- [Work to complete]: Only an exact repetition of the entries will do.

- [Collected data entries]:
PR #328, opened 2021-03-18
Add documentation for Secondary DNS API

duduribeiro:
This commit adds documentation for secondary DNS api endpoints. For
primary serves and secondary zones. It adds the information in the
openapi spec as well


layouts/sidebar.html
```diff
@@ -33,6 +33,7 @@ <h4 class="sidebar-title">API v2</h4>
     <li><a href="/v2/zones/records/">Records</a></li>
   </ul></li>
   <li><a href="/v2/contacts/">Contacts</a></li>
+  <li><a href="/v2/secondary-dns/">Secondary DNS</a></li>
```
DXTimer, line 36: I think we can leave this out for the moment until we launch the feature publicly.

content/v2/secondary-dns.markdown
```diff
@@ -0,0 +1,341 @@
...
+title: Secondary DNS API | DNSimple API v2
+excerpt: This page documents the DNSimple secondary DNS API v2.
+---
+
+# Secondary DNS API
+
+* TOC
+{:toc}
+
+
```
DXTimer, line 11:
```suggestion
<note>
<h4>This endpoint is currently in Public Preview. During the Preview period changes may occurr at any time.</h4>
</note>

```

layouts/sidebar.html
jacegu: Yes, @DXTimer is right. We will share the direct link with customers that we want to test the feature with, but it will not be announced to the general public yet.

content/v2/secondary-dns.markdown
jacegu: @weppos @aeden How do we want to say this? Should we treat the API as private beta?

aeden: Yes, you can replace "Public Preview" with "Private Beta". Also, "occur" is misspelled in that suggestion above. 😄

DXTimer: 😄 we should change the spelling at https://github.com/dnsimple/dnsimple-developer/blob/main/layouts/v2-preview.html

layouts/sidebar.html
duduribeiro: should we keep the `openapi` change so?

content/v2/secondary-dns.markdown
duduribeiro: I think we can drop `v2-preview`

layouts/sidebar.html
weppos: Yes, please to keep the OpenAPI. That's our primary source. It is reasonable to not link yet publish in the OpenAPI. The goal is not to hide, but simply to limit exposure until we're ready to advertise it.

DXTimer (approved):
Great work

sbastn (approved):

- [Response to the task]:
PR #328, opened 2021-03-18
Add documentation for Secondary DNS API

duduribeiro:
This commit adds documentation for secondary DNS api endpoints. For
primary serves and secondary zones. It adds the information in the
openapi spec as well


layouts/sidebar.html
```diff
@@ -33,6 +33,7 @@ <h4 class="sidebar-title">API v2</h4>
     <li><a href="/v2/zones/records/">Records</a></li>
   </ul></li>
   <li><a href="/v2/contacts/">Contacts</a></li>
+  <li><a href="/v2/secondary-dns/">Secondary DNS</a></li>
```
DXTimer, line 36: I think we can leave this out for the moment until we launch the feature publicly.

content/v2/secondary-dns.markdown
```diff
@@ -0,0 +1,341 @@
...
+title: Secondary DNS API | DNSimple API v2
+excerpt: This page documents the DNSimple secondary DNS API v2.
+---
+
+# Secondary DNS API
+
+* TOC
+{:toc}
+
+
```
DXTimer, line 11:
```suggestion
<note>
<h4>This endpoint is currently in Public Preview. During the Preview period changes may occurr at any time.</h4>
</note>

```

layouts/sidebar.html
jacegu: Yes, @DXTimer is right. We will share the direct link with customers that we want to test the feature with, but it will not be announced to the general public yet.

content/v2/secondary-dns.markdown
jacegu: @weppos @aeden How do we want to say this? Should we treat the API as private beta?

aeden: Yes, you can replace "Public Preview" with "Private Beta". Also, "occur" is misspelled in that suggestion above. 😄

DXTimer: 😄 we should change the spelling at https://github.com/dnsimple/dnsimple-developer/blob/main/layouts/v2-preview.html

layouts/sidebar.html
duduribeiro: should we keep the `openapi` change so?

content/v2/secondary-dns.markdown
duduribeiro: I think we can drop `v2-preview`

layouts/sidebar.html
weppos: Yes, please to keep the OpenAPI. That's our primary source. It is reasonable to not link yet publish in the OpenAPI. The goal is not to hide, but simply to limit exposure until we're ready to advertise it.

DXTimer (approved):
Great work

sbastn (approved):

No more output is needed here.